First we will select the area that we are going to work with. For this use the Rectangular Marquee Tool to draw a rectangle around the tank:









Then select the "Distort" function from the menu. This fucntion allows you to alter the image to your liking - even "flipping it over" if you wish:









Upon selecting the "Distort" function 8 small squares will appear on the selection frame. 4 are in the corners and 4 are in the middle of each side. You can use them to "get hold" of the image and distort it - that's why they are called "handles":









Drag the top left handle to the right and you will see how the tank side starts to slope. Don't overdo that because the tank may break. That's a lame joke but the idea is clear - dragging the handle allows you to change the shape of the tank:









You can do the same in the opposite direction - dragging to the left:









After you learn how to use the Distort function and play with it for a while you may find it hard to align the sides of the tank to perfectly vertical. There are no guides to show you what is perfectly vertical (or horizontal for that matter). Instead of trying to draw lines on your screen with a marker make use of the "Rulers" that are available in Photoshop. They are basically vertical and horizontal lines that help you with the alignment. To display them use the View | Rulers menu. (To hide them go back to the same menu and uncheck the check mark to the left of the word "Rulers"):









Two white rulers appear as shown below:









The white rulers can be used for measuring the image, but in our case we are interested in having some vertical and horizontal guidelines. The Rulers have Temporary and Permanent guidelines. 
To display the Temporary lines drag the rectangle shown in the picture below to the right or to the bottom. The guidelines appear, but they evaporate as soon as you release the mouse button. Temporary lines... good for quick reference:









To display the Permanent guidelines drag the side or the top Ruler. This time the guidelines will stay superimposed over your image after you release the mouse button:









To move the guidelines select the Move tool and place the mouse cursor over the line. The cursor will change to a double line showing you that it has "sensed" the line and you are all set to move it.

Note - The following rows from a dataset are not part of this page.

PR #691, opened 2025-04-18
bug:fix lost rename event

ningmingxiao:
```
import os
 
def main():
    os.rename("/home/nmx/nmx.conflist", "/home/nmx/ansible/nmx.conflist")


if __name__ == '__main__':
    main()
```

use demo

```
package main

import (
    "log"

)

func main() {
    // Create new watcher.
    if err != nil {
        log.Fatal(err)
    }
    defer watcher.Close()

    // Start listening for events.
    go func() {
        for {
            select {
                if !ok {
                    return
                }
                log.Println("event:", event)
                if event.Has(fsnotify.Write) {
                }
                if !ok {
                    return
                }
                log.Println("error:", err)
            }
        }
    }()

    // Add a path.
    err = watcher.Add("/home/nmx/ansible/")
    if err != nil {
        log.Fatal(err)
    }

    // Block main goroutine forever.
    <-make(chan struct{})
}
```
will only print create log 

```
2025/04/18 14:17:58 event: CREATE        "/home/nmx/ansible/nmx.conflist"
```

### DIFF
--- a/backend_inotify.go
+++ b/backend_inotify.go
@@ -203,7 +203,7 @@ func (w *inotify) AddWith(path string, opts ...addOpt) error {
 			flags |= unix.IN_DELETE | unix.IN_DELETE_SELF
 		}
 		if with.op.Has(Rename) {
-			flags |= unix.IN_MOVED_TO | unix.IN_MOVED_FROM | unix.IN_MOVE_SELF
+			flags |= unix.IN_MOVED_TO | unix.IN_MOVED_FROM | unix.IN_MOVE_SELF | unix.SYS_RENAME
 		}
 		if with.op.Has(Chmod) {
 			flags |= unix.IN_ATTRIB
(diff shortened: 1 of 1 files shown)


ningmingxiao:
@arp242

arp242:
I think you just need to watch /home/nmx as well?

Why would adding unix.SYS_RENAME fix anything? it's a inotify constant and this doesn't even compile?

ningmingxiao:
I use  ansible web -m copy -a "src=/etc/cni/net.d/nmx.conflist dest=/etc/cni/net.d/nmx.conflist" will generate random dir  src : /root/.ansible/tmp/ansible-tmp-1744869341.1990976-761162-201998177781176/source  see https://github.com/containerd/containerd/issues/11715 @arp242

ningmingxiao:
do  you have another way to fix ? @arp242

ningmingxiao:
after my pr I can catch rename event.

arp242:
Like I said, you need to watch both the source and destination. I don't know how that fits in containerd or ansible, but it's not a problem in fsnotify as near as I can tell.

PR #701, opened 2025-07-03
update to Go 1.24, add linter rules and fix issues

miparnisari:
Goal 1: improve developer experience

- Add a Makefile to run the basic commands without having to remember all the parameters
- Enforce stricter linting rules to catch more bugs before they get released

Goal 2: update Go and dependencies


miparnisari:
@arp242 could you review?

arp242:
Please don't submit spam like this.

arp242:
Well, making a bunch of highly opinionated changes that don't really fix anything with no disregard as to *why* some things are as they are certainly isn't helpful. Go 1.19 is supported for a reason. It's using that specific x/sys for a reason. The -race isn't in those specific tests for a reason. I don't like these Makefile wrappers. staticcheck is enough and other "linters" add little IMHO. Hostly, I have no idea why anyone would send these types of PRs.

PR #239, opened 2015-09-02
JavaSparkJob

velvia:
Add a JavaSparkJob class to make it easy for Java folks to write jobs for SJS, with a JavaHelloWorldJob example.

Missing:
* Adding java collections to the list of types serialized into JSON.


TimMaltGermany:
@velvia This is great. You might also consider adding Java support for NamedRDDs. I believe that 'namedRdds' cannot be directly accessed from Java code.

zeitos:
LGTM

PR #242, opened 2015-09-02
Update troubleshooting.md

eranation:
It took me a while to figure out I need to do this to make SQL/HiveContext work... thought it's worth sharing in the troubleshooting list.


velvia:
@eranation thanks!

PR #244, opened 2015-09-04
Adding Maana to users list

wildwood:
We're getting a lot of good use out of spark-jobserver, to provide a controlled and standardized access to our spark cluster.  I'd like to add Maana to the list of users.

Thanks!


velvia:
@wildwood many thanks!   Love to hear folks finding good use out of it!   :)

Issue #229, opened 2015-08-27
With PostgreSQL backend /jobs page fails to load after 135577 records


noorul:
Our JOBS database has the following number of records

demeter_spark_jobserver=# select count(*) from "JOBS";
 count
--------
 135577

Is this is a known issue with other backends?

velvia:
I think the JobSqlDao doesn't have a limit when retrieving jobs.  That's
probably the problem.

On Thu, Aug 27, 2015 at 5:02 AM, Noorul Islam K M <notifications@github.com>
wrote:

> Our JOBS database has the following number of records
>
> demeter_spark_jobserver=# select count(*) from "JOBS";
> count
>
> 135577
>
> Is this is a known issue with other backends?
>
> —
> Reply to this email directly or view it on GitHub
> <https://github.com/spark-jobserver/spark-jobserver/issues/229>.
>



-- 
If you are free, you need to free somebody else.
If you have some power, then your job is to empower somebody else.
   --- Toni Morrison

noorul:
It looks like, limit is done on the data that is fetched from DB. I think we should restrict data fetch from DB. I will work on a patch for this.

velvia:
@noorul thanks!

On Thu, Sep 3, 2015 at 10:42 AM, Noorul Islam K M <notifications@github.com>
wrote:

> It looks like, limit is done on the data that is fetched from DB. I think
> we should restrict data fetch from DB. I will work on a patch for this.
>
> —
> Reply to this email directly or view it on GitHub
> <https://github.com/spark-jobserver/spark-jobserver/issues/229#issuecomment-137523956>
> .
>



-- 
If you are free, you need to free somebody else.
If you have some power, then your job is to empower somebody else.
   --- Toni Morrison

zeitos:
Closing the issue since PR https://github.com/spark-jobserver/spark-jobserver/pull/248 was merged

PR #248, opened 2015-09-09
Fix issue #229: Always use limit while reading from DB

noorul:
Earlier we were fetching all DB records into memory and then running limit query in memory. For a bigger production system this is causing issues as the records grow beyond certain number. This patch does  the following

1. Modifies the signature of getJobInfos() to take limit parameter so that we always fetch certain number of records from DB.
2. Add new API getJobInfo() to retrieve a information about a specific Job Id. Earlier we were performing a lookup in memory.
3. Adjust tests accordingly.

### DIFF
--- a/job-server-extras/test/spark.jobserver/StreamingJobSpec.scala
+++ b/job-server-extras/test/spark.jobserver/StreamingJobSpec.scala
@@ -46,7 +46,7 @@ class StreamingJobSpec extends JobSpecBase(StreamingJobSpec.getNewSystem) {
         }
       }
       Thread sleep 1000
-      dao.getJobInfos.get(jobId).get match  {
+      dao.getJobInfo(jobId).get match  {
         case JobInfo(_, _, _, _, _, None, _) => {  }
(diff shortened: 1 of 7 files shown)


noorul:
@velvia Does this look okay?

velvia:
Sorry, been extremely busy with Cassandra summit prep.  Maybe @fotero can take a look?

-Evan

noorul:
I see that all checks passed.

velvia:
@noorul this is a good change, but the title really doesn't get at the whole scope of the change.  I thought this was just about adding a limit to the DB query, but you are also changing the API for getting the jobs back.  I think this is a good change, but please add a full description and change the title of the PR to match.  

As for the test see where my comment is ... two lines are commented out.  Let's fix that test .... commented out test code means something we are not testing.

noorul:
Ok, I will incorporate more info in description. Also I will uncomment the tests. I am not sure how I left it out.

noorul:
@velvia Done!

velvia:
@noorul thanks, merging.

Move the vertical guideline closer to the side of the tank. That way when you start to Distort the side you can use the guideline as a closely positioned reference line:









In the picture below I've added an additional vertical guideline on the right (yes you can draw as many guidelines as you wish). Use the handles to distort the sides and align them with the two vertical guidelines.:









To accept the new changes you need to "Apply" them. Hit the "Enter" key to do that. If you go ahead and try to select another tool before applying the changes Photoshop will ask you to apply or to cancel the new distortion.

The horizontal guideline shows that there is another small problem with the lines. The top of the tank is not perfectly horizontal. Use the top right handle to pull the right side a little bit up:









Adjusting the horizontal line leaves us with a nice leveled tank top but with some extra black background sticking out:









To fix that I've resorted to a cheap trick that you may or may not want to learn. I use the Rectangular Marquee Tool to select the area that should be white. This tool selects in a perfect vertical and horizontal way so the straight line is guaranteed. After the selection I use the "Brightness/Contrast..." dialog (found under Image | Adjustments) to dodge the selected area to innocent white. You can see the settings for Brightness and Contrast on this picture:









This is the finished adjusted picture of the tank:









And here's a comparison of the original and the adjusted tank:









As you see the whole process is very easy. I hope that we will see fewer unadjusted tanks in the future planted tank contests.

If someone has an idea how to fix bowing lines please chime in.

--Nikolay


----------



## jerseyjay

Niko, 

Great tutorial. 

If you allow me to be picky entire bottom and top still has "bow effect". You fixed the sides but middle top / bottom has less black framing than corners.


----------



## hir0

Niko, nice tutorial... however - there is a much simpler way to do this.
Use your crop tool, and click the box that says perspective. then you can move the corners to the four corners of the tank (or wherever you want them) and crop.


----------



## niko

Jay,

I mentioned in the end that I don't know how to correct bowing lines and if someone knows to let us all know.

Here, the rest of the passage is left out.